(Dataset entries)
┌──

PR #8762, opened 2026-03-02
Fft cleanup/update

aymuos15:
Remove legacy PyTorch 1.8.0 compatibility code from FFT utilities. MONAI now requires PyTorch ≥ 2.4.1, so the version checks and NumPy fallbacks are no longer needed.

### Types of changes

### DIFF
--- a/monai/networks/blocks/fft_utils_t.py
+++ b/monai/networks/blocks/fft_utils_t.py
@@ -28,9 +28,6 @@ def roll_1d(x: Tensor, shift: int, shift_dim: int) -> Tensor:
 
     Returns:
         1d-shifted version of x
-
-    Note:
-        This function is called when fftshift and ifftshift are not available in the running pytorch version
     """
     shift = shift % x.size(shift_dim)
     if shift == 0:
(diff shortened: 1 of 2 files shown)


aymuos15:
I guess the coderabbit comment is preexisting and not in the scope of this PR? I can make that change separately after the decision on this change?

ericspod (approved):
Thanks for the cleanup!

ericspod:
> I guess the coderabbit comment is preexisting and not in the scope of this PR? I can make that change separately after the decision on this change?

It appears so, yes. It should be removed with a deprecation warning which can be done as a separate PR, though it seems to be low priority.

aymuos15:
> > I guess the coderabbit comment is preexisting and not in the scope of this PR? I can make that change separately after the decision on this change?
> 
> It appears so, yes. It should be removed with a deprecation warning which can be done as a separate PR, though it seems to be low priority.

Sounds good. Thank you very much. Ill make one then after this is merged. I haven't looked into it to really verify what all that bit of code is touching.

└──

- **Prompt**
Using the data above, copy each line that contains "appears".

- **Solution for this problem**
It appears so, yes. It should be removed with a deprecation warning which can be done as a separate PR, though it seems to be low priority.
> It appears so, yes. It should be removed with a deprecation warning which can be done as a separate PR, though it seems to be low priority.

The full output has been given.